PR #13261, opened 2022-05-10
fix(client): inline schema

### LINKED ISSUE #13052: Inline/bundle the contents of the prisma schema on generate
We could close a whole class of issues where the schema is not found (https://github.com/prisma/prisma/labels/topic%3A%20ENOENT%20schema.prisma) by inlining the contents of the `schema.prisma` directly into the generated `index.js`. Our logic happens to break usually when code is bundled (nextjs, svelte, webpack).

When code is bundled to another location, our lookup paths for the schema do not make sense any longer. We have logic to at best find the original generated folder, which works at best but has not guarantee it could find the correct folder and fails especially on monorepos.

A solution to this is to directly embed the prisma schema, which needs to be passed to the engines. Side note: We might experience the same thing again for sqlite databases since we resolve their normal location relatively to the generated client.

millsp:


trentonsnyder:
Sorry I don't know the best way to contribute to the PR but I'm very excited about it!

I ran some of the failing pipeline tests locally and was able to fix some by changing a line in `binaryEngine.test.ts`
current
```
datamodelPath: path.join(__dirname, './runtime-tests/blog/schema.prisma'),
```
to
```
datamodelPath: '',
```

packages/engine-core/src/binary/BinaryEngine.ts
```diff
@@ -573,10 +573,11 @@ ${chalk.dim("In case we're mistaken, please report this to us 🙏.")}`)
         const additionalFlag = this.allowTriggerPanic ? ['--debug'] : []
 
         const flags = [
+          '--datamodel',
+          this.inlineSchema,
```
aqrln, line 577: This may fail with [`E2BIG`](https://man7.org/linux/man-pages/man3/errno.3.html) with large schemas, writing to a temporary file might be a better option (at least if the schema size is more than a few kilobytes).

Jolg42: Indeed

Issue #11674, opened 2022-02-07
Can't save string to Decimals list


ekfn:
### Bug description

According to the types, I can create a record by specifying a list of strings for a field of type `Decimal[]`

```js
prisma.decimalsItem.create({
  data: {
    decimals: ['0.25', '0.15']
  },
})
```

but it throws a `PrismaClientValidationError`

```
Argument decimals: Got invalid value 
[
  '0.25',
  '0.15'
]
on prisma.createOneDecimalsItem. Provided List<String>, expected DecimalsItemInput or Decimal:
type DecimalsItemInput {
  set: List<Decimal>
}
type DecimalsItemInput {
  set: List<Decimal>
}
```

Although I can convert the strings to Prisma.Decimal as a workaround

```js
prisma.decimalsItem.create({
  data: {
    decimals: ['0.25', '0.15'].map(n => new Prisma.Decimal(n))
  },
})
```

I don't want to do that because default precision of `decimals.js` is only 20 significant digits.

### How to reproduce

1. Run 

```
prisma.decimalsItem.create({
  data: {
    decimals: ['0.25', '0.15']
  },
})
```
2. See error

### Expected behavior

No validation error

### Prisma information

```
model DecimalItem {
  id              Int       @id @default(autoincrement())
  decimals        Decimal[] @db.Decimal(16, 8)
}
```

### Environment & setup

- OS: Mac OS, Windows, Debian, CentOS
- Database: PostgreSQL
- Node.js version: v16.13.0

### Prisma Version

```
3.9.1
```

PR #13272, opened 2022-05-10
refactor(client): Refactor scalar arguments validation

SevInf:
After few dives into `query.ts` I believe we could handle scalar arguments validation a little bit better. 

What we are doing right now: for every passed in value we try to guess it's type, based on typeof, schema type, matching certain regexps, etc. From that we build a stringified name of the type and compare with expected name, built from the schema. In a long list of conditionals then we try to see if the types are compatible (you can assign ints to float types, but not vice-versa) as well as correct some incorrect "guesses" from previous step (if a string looks like a date we'd report that it's a date, but then allow to pass dates to string types if we guessed incorrectly).

This has a couple of issues:
1. Since we compare types as strings, lists have to be processed separately from scalars. If we say that `Foo` is compatible with `Bar`, we need to also not forget that `List<Foo>` is compatible with `List<Bar>`, it won't happen automatically. It causes issues like #11674 
2. Need to correct incorrect guesses, like in String-Date example from above.

What I am proposing instead in this PR:

1. Given DMMF schema for types, we build a series of classes for each supported scalar type, as well as the list. 
2. Each class is responsible for checking, if provided value is compatible. We don't try to guess the type from the value. If user passes us a string that looks like a `DateTime`, we won't say it is a `DateTime` unless it's used in a position where `DateTime` is an acceptable input.
3. List type reuses the classes of scalar types, so if we implement changes in particular scalar type logic, lists of those scalars will handle this case as well.

I believe this a clearer and less susceptible to errors approach.  It does not seem to break any existing tests. Plus, comment above `hasCorrectScalarType` said to refactor it :)

This PR is for gathering initial feedback on this from people who know the codebase better than I do: do you think it's viable approach? Does it actually improve things? Am I missing some edge cases?

If we actually decide to ship it, it will need much more tests, including tests for `queryArgsTypecheck` module itself, hence the draft. I also did not remove `getGraphQLType` "guessing" function, since we seem to use it for error messages and it still might be useful.

### DIFF
--- a/packages/client/src/runtime/queryArgsTypecheck.ts
+++ b/packages/client/src/runtime/queryArgsTypecheck.ts
@@ -64,7 +64,7 @@ class DateTimeType implements Type {
       return false
     }
 
-    return RFC_3339_REGEX.test(value)
+    return RFC_3339_REGEX.test(value) && String(new Date(value)) !== 'Invalid Date'
   }
 }
 
--- a/packages/client/src/runtime/queryArgsTypecheck.ts
+++ b/packages/client/src/runtime/queryArgsTypecheck.ts
@@ -1,0 +1,177 @@
+import Decimal from 'decimal.js'
+
+import type { DMMF } from './dmmf-types'
+import { isDecimalJsLike } from './utils/decimalJsLike'
+
+const RFC_3339_REGEX =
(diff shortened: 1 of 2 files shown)


packages/client/src/runtime/queryArgsTypecheck.ts
```diff
@@ -0,0 +1,177 @@
...
+    return new ListType(type)
+  }
+
+  return type
+}
+
+function typeByName(name: string): Type {
+  const TypeConstructor = dmmfTypesMapping[name]
+  if (!TypeConstructor) {
+    throw new TypeError(`Unknown scalar type: ${name}`)
```
SevInf, line 174: Question: do we have a specific error type for the cases of "This should never have happened in real life, but it did and here we are"?

SevInf:
JSON protocol supersedes this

------

» **What you will do**:
A single figure, please: the number of lines in the data that hold the string "opened".

» **Exercise solution**:
3